Barry Joyce and Rachel Brannick with their children, Greyson and Addison
A Kilcock couple are campaigning for the HSE to fund an expensive drug which is their son requires to need a normal life.
Barry Joyce and Rachel Brannick are the parents of Greyson, who was born in the early hours of last St Stephen’s Day with a condition known as PKU (Phenylketonuria) which means that he cannot break down a protein known as phenylalanine.
As a result, it can accumulate in the body eventually causing severe brain damage, and a deterioration of cognitive function. It is believed that many cases of the PKU have gone undiagnosed for many years around the world and in Ireland. Phenylalanine is found in many foods, mainly proteins.
“As it happens phenylalanine is acutally toxic to all of us if we don’t break it down,” Barry told the Leinster Leader.
“But we all produce an enzyme which breaks it down, preventing it from becoming dangerous to us.”
People with PKU don’t have that enzyme, and the drug, Kuvan, essentially replicates that enzyme and breaks down the phenylalanine to become a sustance called tyrosine.
Without the medication, affected people must stay on a very restricted diet, with regular testing to make sure the amounts of phenylalanine are within acceptable levels.
However the medication has not yet become available in Ireland, because the process the HSE uses to decide on whether to fund a drug or not has twice turned it down as being uneconomical.
Although it can be toxic, as a protein a certain amount of phenylalanine is necessary for our growth and development.
Barry explained that the condition was detected in his son using the heel prick test.
He recounted how Rachel had received a call about a week after Greyson was born, telling her to come into Temple Street the next morning.

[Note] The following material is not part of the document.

PR #2448, opened 2025-10-30
doc: `lyd_parse_op` has special requirements when parsing notifications

jktjkt:
As confirmed by Michal, the parsing code will try to read the `notifications` module, if it is available, or if the parsed data from the `ietf-yang-types` module are not available. As a result, a context which has not loaded the `notifications` module *and* which was not created with `LY_CTX_SET_PRIV_PARSE` will return an error when parsing notifications.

“I was in Roscommon at the time for work,” he explained, “I hopped straight into the car and headed for home.”
The following morning they went into the hospital and were told for the first time about PKU.
“We were told immediately to stop breast feeding,” he said. “We’re pretty much advocates of breast feeding so that was pretty hard to take.”

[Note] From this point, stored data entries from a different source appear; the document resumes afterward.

PR #2453, opened 2025-11-25
Allow build on Solaris 11.4

psumbera:


CMakeLists.txt
```diff
@@ -76,7 +76,7 @@ if(WIN32)
     set(CMAKE_C_FLAGS "/Zc:preprocessor /W3 /wd4711 /w14013 /utf-8 ${CMAKE_C_FLAGS}")
 else()
     # global C flags
-    set(CMAKE_C_FLAGS "${CMAKE_C_FLAGS} -Wall -Wextra -Wpedantic -std=c11")
+    set(CMAKE_C_FLAGS "${CMAKE_C_FLAGS} -Wall -Wextra -Wpedantic")
```
michalvasko, line 79: Sorry, but the C standard needs to be specified because various compilers use different default standards. And before deciding the exact solution I would like to know the details of the issue. Is the compiler too old on Solaris that does not support this C revision?

CMakeModules/FindPCRE2.cmake
```diff
@@ -15,6 +15,7 @@ else()
         pcre2.h
         PATHS
         /usr/include
+        /usr/include/pcre
```
michalvasko, line 18: Not really a problem since this is a transparent change but seems strange. Is the separate directory specific only for `pcre` or all the libraries have their own directories?

src/tree_schema.c
```diff
@@ -2370,7 +2370,11 @@ lys_search_localfile_file_type(const struct dirent *file, const char *wd, struct
 
     *skip = 0;
 
+#ifdef __sun__
+    if (1) {
+#else
     if ((file->d_type == DT_UNKNOWN) || (file->d_type == DT_LNK)) {
+#endif
```
michalvasko, line 2377: Please explain because just looking at this I do not understand.

michalvasko (changes requested):
The changes need to be discussed more but also change the base branch to `devel`, we do not accept PRs into `master`. But we plan to make a new release soon when `devel` will be merged into `master` so it should not matter to you.

CMakeLists.txt
psumbera: Without this, declarations for `vasprintf` and `strndup` are missing:
```
/scratch/psumbera/libyang/src/ly_common.c:704:11: error: implicit declaration of function 'vasprintf'; did you mean 'vsprintf'? [-Wimplicit-function-declaration]
  704 |     len = vasprintf(&addition, format, fp);
      |           ^~~~~~~~~
      |           vsprintf
/scratch/psumbera/libyang/src/ly_common.c: In function 'ly_parse_int':
/scratch/psumbera/libyang/src/ly_common.c:733:11: error: implicit declaration of function 'strndup'; did you mean 'strncmp'? [-Wimplicit-function-declaration]
  733 |     str = strndup(val_str, val_len);
      |           ^~~~~~~
      |           strncmp
/scratch/psumbera/libyang/src/ly_common.c:733:9: error: assignment to 'char *' from 'int' makes pointer from integer without a cast [-Wint-conversion]
  733 |     str = strndup(val_str, val_len);
      |         ^
/scratch/psumbera/libyang/src/ly_common.c: In function 'ly_parse_uint':
/scratch/psumbera/libyang/src/ly_common.c:773:9: error: assignment to 'char *' from 'int' makes pointer from integer without a cast [-Wint-conversion]
  773 |     str = strndup(val_str, val_len);
      |         ^
```

Note that you can play with Solaris via https://github.com/vmactions/shell-solaris .

CMakeModules/FindPCRE2.cmake
psumbera: I think it's rather specific for `pcre`: https://github.com/oracle/solaris-userland/blob/c23e526bf3805e20d5b72018168c400b491716dc/components/pcre2/Makefile#L80

src/tree_schema.c
psumbera: `d_type` is not part of `struct dirent` on Solaris.

CMakeModules/FindPCRE2.cmake
michalvasko: Weird, but fine.

src/tree_schema.c
michalvasko: I see, then it should ideally be properly detected in by `cmake` and then handled here. I can add that and it may be faster, if you want.

CMakeLists.txt
michalvasko: Seems like there are some macro definitions missing, you can learn about those in the man pages. The VM seems nice but to have a lasting effect we would need to add it into our automatic actions, which does not seem possible.

psumbera: As for macros. This is also possibiltiy:
```
--- a/CMakeLists.txt
+++ b/CMakeLists.txt
@@ -77,6 +77,9 @@ if(WIN32)
 else()
     # global C flags
     set(CMAKE_C_FLAGS "${CMAKE_C_FLAGS} -Wall -Wextra -Wpedantic -std=c11")
+    if(${CMAKE_SYSTEM_NAME} STREQUAL "SunOS")
+        set(CMAKE_C_FLAGS "${CMAKE_C_FLAGS} -D__EXTENSIONS__")
+    endif()
 endif()
 
 include_directories(${PROJECT_BINARY_DIR}/libyang ${PROJECT_SOURCE_DIR}/src ${PROJECT_SOURCE_DIR}/src/plugins_exts)
```

As for Solaris CI. It's possible: https://github.com/rust-lang/libc/blob/d58c1f4f9ae01648b342d7dead291d08655677c4/.github/workflows/ci.yaml#L278

michalvasko: Fine although the macro looks very non-standard. Better adding macros than changing the C standard. As for the CI, I may take a look at it later and add an action for Solaris in our CI.

michalvasko:
Should now be supported and running in the CI.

Things have settled down now for the young family. They have re-introduced some breast feeding, and they are now experts in what foods are ok and which are not.
“Every week on a Wednesday, we get a phonecall with a dietician from Temple Street, with a plan for the next week.
“And every sunday morning, before he eats, we conduct a blood test with a prick of his heel to test the tyrosine level.
Different people with PKU have different levels of deficiency of the enzyme, and it requires constant monitoring. Meanwhile he can get synthetic proteins which don’t contain phenylalanine in the form powder or gel form.
The long term prognosis is good.
“If you stick to the diet, there’s no reason you can’t live a full and wholesome life, albeit one where you never taste steak,” Barry said.
The PKU Association of Ireland says the process of deciding whether a drug is economical or not is flawed, and in the case of Kuvan, which is ironically made in Cork, designed to fail.
In simple terms, the drugs are tested on a large sample of people to measure their success in improving the lives of potential recipients.
Because PKU is much less common than, for instance, cancer, it cannot be tested on a large number of people, and therefore the results are skewed.
Therefore, the PKUAI believe Kuvan will always fail the test in Ireland.
It is available for people in most other countries around mainland Europe and in the western world.
According to Barry, while Kuvan doesn’t ‘cure’ PKU, it brings about significant improvements in quality of life, and reducing dependance on synthetic protein.